Data provided ::
Issue #30793, opened 2020-09-28
Templating - fontawesome not loaded correctly


ced1870:
### Steps to reproduce the issue
create a new template using the Web Assets
$wa  = $this->getWebAssetManager();
$wa->useStyle('template.test.ltr');

in the joomla.asset.json file :smile: 
"assets": [
    {
      "name": "template.test.ltr",
      "type": "style",
      "uri": "template.css",
      "dependencies": [
        "fontawesome"
      ]
    },

### Expected result
to load the library Fontawesome from the joomla core

### Actual result
load the media/vendor/fontawesome-free/css/fontawesome.min.css file, but the @font-face is missing

no FA icon is working in the page, because the font is not declared :smile: 
@font-face{font-family:Font Awesome\ 5 Free;  ... also for the Brand

in Cassopeia, the font-face is included in the template.min.css file, but if we load FA from the core, it shall be loaded correctly also with the font-face. Else we shall declare the font-face each time, for each template/extension and this is not correct

### System information (as much as possible)
4.0.0 beta 4

N6REJ:
thanks for reporting this.
This is happening because they (fa ) expect you to load the fontset yourself.
```
  <!-- reference your copy Font Awesome here (from our CDN or by hosting yourself) -->
  <link href="/your-path-to-fontawesome/css/fontawesome.css" rel="stylesheet">
  <link href="/your-path-to-fontawesome/css/brands.css" rel="stylesheet">
  <link href="/your-path-to-fontawesome/css/solid.css" rel="stylesheet">
```

ReLater:
> but if we load FA from the core, it shall be loaded correctly also with the font-face. Else we shall declare the font-face each time, for each template/extension and this is not correct

I agree. Joomla has the webfonts packed. Therefore their should be additional CSS that can be used as additional dependencies to decide which fonts to load (or not load) from /media/ folder.

ced1870:
> This is happening because they (fa ) expect you to load the fontset yourself.
may be but in joomla asset there is 1 dependency, "fontawesome". It shall call all the needed CSS to make it work. Not only a part of it ...
as per the FA doc, you must copy and load the 3 files to make it work. They don't say to load only one file

<hr /><sub>This comment was created with the <a href="https://github.com/joomla/jissues">J!Tracker Application</a> at <a href="https://issues.joomla.org/tracker/joomla-cms/30793">issues.joomla.org/tracker/joomla-cms/30793</a>.</sub>

[...]

PR #31364, opened 2020-11-08
[4.0] fix: fontawesome with font-face

Fedik:
Pull Request for Issue #30793 .

### Summary of Changes
This loads fontawesome.css with font-face

### Testing Instructions
run `npm install`  and please look #30793 for detail

font-face not loaded

font-face loaded

none


richard67:
@ced1870 Please test. Thanks in advance.

dgrammatiko:
Loading **all** the fonts by default results to 3 fonts that need to be fetched with a size (at least) over 164kb +(59kb for the css file). The problem is that this css is a render-blocking asset, meaning nothing is painted in the screen before the css and all the dependencies are fetched, parsed and evaluated. In sort say bye-bye to any meaningful lighthouse scores destroying any SEO, UX and eventually, the ROI of anything build with Joomla...
There are 2 ways out of this:
- Move to svg for any rendered icon, which is what everybody is doing anyways
- Lazily load the fonts (has caveats, eg icons will popup out of nowhere **after** the page has already has been painted)

Screenshot 2020-11-08 at 13 18 54
Screenshot 2020-11-08 at 13 19 56

Fedik:
A modern browsers will load the font file only when it really used.
The PR fine as it is.

dgrammatiko:
> A modern browsers will load the font file only when it really used.

True, but the css is still render-blocking so bye-bye meaningful performance. I mean the PR is fine but font awesome just destroys performance and this has nothing to do with the PR rather the higher-order decision to stick with the outdated practice of using fonts for the icons.

Anyways my comment was more to indicate that Joomla is drifting away from being a viable and competitive solution due to the enforced Bootstrap, Jquery and Font Awesome. People will, eventually, figure this out the hard way, sooner or later...

ced1870:
Hi, sorry but I don't understand in which file I shall make the changes ...

Fedik:
you have to run `npm install` 
or download "prebuild" attached at end of this page:
image

ced1870:
I have downloaded this version and wanted to check the icons in the article using my own template. But, there is no Fontawesome icons in this version ! it still uses the Icomoon !
how am I supposed to test that ?

Fedik:
how you did it in #30793? that how you should test

drmenzelit:
I tried to test this PR: applied the patch, run npm, removed the `fontawesome.min.css` file from Cassiopeia. I see now that the `media/vendor/fontawesome-free/css/fontawesome.min.css` is being loaded. The file loads the font-face, but the font is not there, I think the path to the webfonts is not correct, e.g. `url(../webfonts/fa-solid-900.woff2) format("woff2")`. And the definitions of the Joomla icons (e.g. <span class="icon-search"></span>) are missing.

Fedik:
that correct, it a fix for default `fontawesome` build, for whom want to use it (in own template), it does not include joomla icons :wink: 

if you try to use some fa-blabla icon you will get it loaded:
Screenshot_2021-02-28_15-13-57

HLeithner:
> for whom want to use it (in own template), it does not include joomla icons 😉

this hit me yesterday, so I'm in favor for merging this.

as @Fedik already said "fonts are only loaded when used", of course if you use them they will be loaded and svg maybe better but it's too late for that.

For the b/c layer in atum and cassopeia I would move the icomoon css to it's own joomla asset so it can be loaded only when needed. (I don't know why cassopeia loads b/c icons but I'm sure there is a reason). for the Backend 3rd party extensions that needs icon could simply include the b/c package with the asset manager.

drmenzelit:
> I don't know why cassopeia loads b/c icons but I'm sure there is a reason

Cassiopeia doesn't load b/c icons, in the Joomla views we still have the old classes "icon-edit", "icon-calendar", etc. What was done, is a conversion / mapping from the classes with Fontawesome content (icons). The file `media/system/css/joomla-fontawesome.css` contains these mapping and loads the webfonts.
This PR will load Fontawesome / webfonts without the Joomla icons.

HLeithner:

drmenzelit:
Closing this in favor of using `media/system/css/joomla-fontawesome.css` in own templates, because that file includes the mapping of Joomla icons to Fontawesome.

PR #31382, opened 2020-11-11
[4.0] Fixed titles for 3rd party component dashboards

Harmageddon:
### Summary of Changes
In version 4, extensions can create their own dashboards. While this is a really cool feature, it seems to be mostly undocumented, so I had to do a bit of research on how to use this, by reading PRs like #28027, #27773 and similar.
The code for `com_cpanel` contains parts to define the title and icon used for the dashboard. However, these don't seem to work. There is a test that checks if the `$extension` string starts with `com_`. But previous filtering converts `com_something` into `com-something`.

### Testing Instructions
1. Install a component that uses an own dashboard. For this purpose, I created https://github.com/Harmageddon/com_demoj4 which you can use.
  If you develop your own extension, this is the perfect occasion to test dashboards. ;-)
2. In backend, click on the dashboard icon next to the component's menu item.
3. Look at the title on top of the page.

### Actual result BEFORE applying this Pull Request
There is no icon and the title says "Home Dashboard".

### Expected result AFTER applying this Pull Request
An icon is shown and the title says "DemoJ4 Dashboard" (or what you have specified as `COM_<YOUR COMPONENT>_DASHBOARD_TITLE`.

### Documentation Changes Required
The whole feature lacks documentation. I'm not even sure if it is correct to name the dashboard `com_demoj4` for a component with the name `com_demoj4` or it should be just `demoj4`.

Pinging @Bakual as I saw you used the dashboard already for your extension. Of course, it would be great to have other extension developers here as well who might be already using this feature as well.

PR #31392, opened 2020-11-12
[4.0] Move language strings for dashboard titles to respective component.

Bakual:
Inspired by discussion in https://github.com/joomla/joomla-cms/pull/31382

Currently, the component specific dashboards of com_menus, com_content, com_users and com_privacy take their dashboard title from a string in com_cpanel.
This makes no sense and is a special threatment of core components which shouldn't happen.

Also current code requires that 3rd party dashboard are named as "com_foo" unlike core dashboards which are just named "foo". This PR will work with both variants for 3rd party.

### Summary of Changes
Moving the strings to the correct component language file
Adjusting the title lookup code so it first tries to load the string from a component language file. It prepends the dashboard name with "com_" (eg "content" becomes "com_content) if not already present to guess the related component.
If no string is found it will try with a com_cpanel string.

I removed the string COM_CPANEL_DASHBOARD_CONTENT_WORKFLOW_TITLE="Content Workflow Dashboard" as I couldn't find a workflow related dashboard.

### Testing Instructions
Test the various dashboards if the title is still the same.

Titles are shown, but taken from com_cpanel

In core all looks fine, titles come from the component language files

Maybe if dashboard documentation exists somewhere.


Bakual:
On a sidenote, the icon code is very strange as well, using a language string to define the icon used. However language strings are for translating purposes, not for design.
For core this was already changed to a hardcoded list. Which is better but still not good and not useable for 3rd parties.

If someone has a good idea how to solve this, I'm all ears.

administrator/language/en-GB/com_cpanel.ini
```diff
@@ -8,13 +8,8 @@ COM_CPANEL_ADD_DASHBOARD_MODULE="Add module to the dashboard"
 COM_CPANEL_ADD_MODULE_MODAL_TITLE="Add Module"
 COM_CPANEL_DASHBOARD_BASE_TITLE="Home Dashboard"
 COM_CPANEL_DASHBOARD_COMPONENTS_TITLE="Components Dashboard"
-COM_CPANEL_DASHBOARD_CONTENT_TITLE="Content Dashboard"
-COM_CPANEL_DASHBOARD_CONTENT_WORKFLOW_TITLE="Content Workflow Dashboard"
```
infograf768, line 12: Is this one used?

ceford:
I have tested this item :white_check_mark: successfully on 6483d07737ac505259cb4b3383375b6dadf34089<br /><br />Could the icon name be in the manifest xml file? Or in config.xml as a hidden field?<hr /><sub>This comment was created with the <a href="https://github.com/joomla/jissues">J!Tracker Application</a> at <a href="https://issues.joomla.org/tracker/joomla-cms/31392">issues.joomla.org/tracker/joomla-cms/31392</a>.</sub>

administrator/language/en-GB/com_cpanel.ini
Bakual: I haven't found any use of that, that's why I deleted it (mentioned in the PR description).

Bakual:
> Could the icon name be in the manifest xml file? Or in config.xml as a hidden field?

Could be an idea, I'll have a look at it. Maybe even the title could be taken from there, would make things much more intuitive for sure.

Bakual:
Did an alternativ PR which makes use of the manifest file for title and icon specifications: https://github.com/joomla/joomla-cms/pull/31397

Bakual:
I'm closing this one, as the other basically became an extended version. 😄

Issue #30225, opened 2020-07-30
[4.0] Joomla\CMS\Session\MetadataManager::checkSessionRecordExists() extra SQL query


Denitz:
### Is your feature request related to a problem? Please describe.

If the session handler is database, `Joomla\CMS\Session\MetadataManager::checkSessionRecordExists()` performs an extra database query which is is actually actually useless.

### Describe the solution you'd like

This method is executed `onAfterSessionStart`, hence the record in `#__session` always exists if a session is stored in the database.

For database session storage we can omit the check for table record presence because it always exists at this stage (sure if the session is in Active state).

Denitz:
Sorry, no time for PR, here is the sample code for `Joomla\CMS\Session\MetadataManager::createOrUpdateRecord()`

```
	public function createOrUpdateRecord(SessionInterface $session, User $user)
	{
		// Active session with database storage always exists at this stage.
		if ($this->app->get('session_handler') === 'database' && $session->isActive())
		{
			$exists = self::$sessionRecordExists;
		}
		else
		{
			$exists = $this->checkSessionRecordExists($session->getId());
		}

		// Do not try to touch the database if we can't determine the record state
		if ($exists === self::$sessionRecordUnknown)
		{
			return;
		}

		if ($exists === self::$sessionRecordDoesNotExist)
		{
			$this->createSessionRecord($session, $user);

			return;
		}

		$this->updateSessionRecord($session, $user);
	}
```

Denitz:
https://github.com/joomla/joomla-cms/pull/31421

PR #31421, opened 2020-11-17
[4.0] Remove extra session query

Denitz:
Pull Request for Issue #30225 .

### Summary of Changes

If the session handler is database, `Joomla\CMS\Session\MetadataManager::checkSessionRecordExists()` performs an extra database query which is is useless because if we have active session at this stage, it means that the data was loaded from `#__session` table before and the session record exists.

We can check the session presence for:
1. Non-database handler.
2. Inactive session.
3. New session (calling isNew() method results in getting session data, which also results in auto-writing the session record in the database for the new record, next it's updated via `updateSessionRecord()` ).

### Testing Instructions

Use database session handler, load page multiple times, see that we always have 3rd query:

```
SELECT `session_id`
FROM `jos_session`
WHERE `session_id` = :session_id LIMIT 1
```
which is executed right after:
```
SELECT `data`
FROM `jos_session`
WHERE `session_id` = ?
```

The 3rd query always exists.

The 3rd query from above is only executed once on a new session. You can test the new session creation and expiration by truncating the `#__session` table, or deleting cookies, or setting past time in `#__session` table.

No.

### DIFF
--- a/libraries/src/Session/MetadataManager.php
+++ b/libraries/src/Session/MetadataManager.php
@@ -120,19 +120,24 @@ final class MetadataManager
 	 */
 	public function createOrUpdateRecord(SessionInterface $session, User $user)
 	{
-		$exists = $this->checkSessionRecordExists($session->getId());
-
-		// Do not try to touch the database if we can't determine the record state
-		if ($exists === self::$sessionRecordUnknown)
+		// Active non-new session with database handler always exists at this stage.
+		// We should only check session presence for non-database or inactive or new sessions.
+		if ($this->app->get('session_handler') !== 'database' || !$session->isActive() || $session->isNew())
 		{
-			return;
-		}
+			$exists = $this->checkSessionRecordExists($session->getId());
 
-		if ($exists === self::$sessionRecordDoesNotExist)
-		{
-			$this->createSessionRecord($session, $user);
+			// Do not try to touch the database if we can't determine the record state
+			if ($exists === self::$sessionRecordUnknown)
+			{
+				return;
+			}
 
-			return;
+			if ($exists === self::$sessionRecordDoesNotExist)
+			{
+				$this->createSessionRecord($session, $user);
+
+				return;
+			}
 		}
 
 		$this->updateSessionRecord($session, $user);


ceford:
I have tested this item :white_check_mark: successfully on e1c1eaced322bced141ca7d5ef9cbb71f2e32268<br /><br />Confirm: on second page load the SELECT session_id query is not present.<hr /><sub>This comment was created with the <a href="https://github.com/joomla/jissues">J!Tracker Application</a> at <a href="https://issues.joomla.org/tracker/joomla-cms/31421">issues.joomla.org/tracker/joomla-cms/31421</a>.</sub>

jwaisner:
I have tested this item :white_check_mark: successfully on e1c1eaced322bced141ca7d5ef9cbb71f2e32268<hr /><sub>This comment was created with the <a href="https://github.com/joomla/jissues">J!Tracker Application</a> at <a href="https://issues.joomla.org/tracker/joomla-cms/31421">issues.joomla.org/tracker/joomla-cms/31421</a>.</sub>

jwaisner:
RTC<hr /><sub>This comment was created with the <a href="https://github.com/joomla/jissues">J!Tracker Application</a> at <a href="https://issues.joomla.org/tracker/joomla-cms/31421">issues.joomla.org/tracker/joomla-cms/31421</a>.</sub>

Fedik:
I think this need to be reviewed by someone experienced

jfeedback:
This might look like a duplicate query, but from an engineering perspective, the current API is correct and a system engineer from the Joomla team should reject this pull request.

The changes in this pull request introduce a hidden dependency for this metadata manager class to function properly, the assumption that the session handler has promptly written a record to the database before this metadata manager can be properly used.  This is the type of assumption that leads to broken code.

For background, the database session handler in Joomla 3 and earlier have this same fundamental problem in that it assumes that it can only perform UPDATE queries, which means it relies on another part of the system to run the INSERT query and if that doesn't happen for some reason then the session handler will critically fail.  Luckily, someone fixed this fatal flaw in the 4.0 API.

Fedik:
@wilsonge please review

Denitz:
@jfeedback The session is always started before the metadata manager runs the code (because the session ID is used by the manager), hence the data is written.
And 4.0 database session storage does `INSERT` in `write()`, am I wrong?

wilsonge:
The comment from @jfeedback is correct from an architectural perspective. Honestly 99% of the time this code probably is fine - but there are going to be edge cases where you can get issues happening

Work order :: In the entries above, find each line with the word "shown" and show it.

The completed task ::
An icon is shown and the title says "DemoJ4 Dashboard" (or what you have specified as `COM_<YOUR COMPONENT>_DASHBOARD_TITLE`.
Titles are shown, but taken from com_cpanel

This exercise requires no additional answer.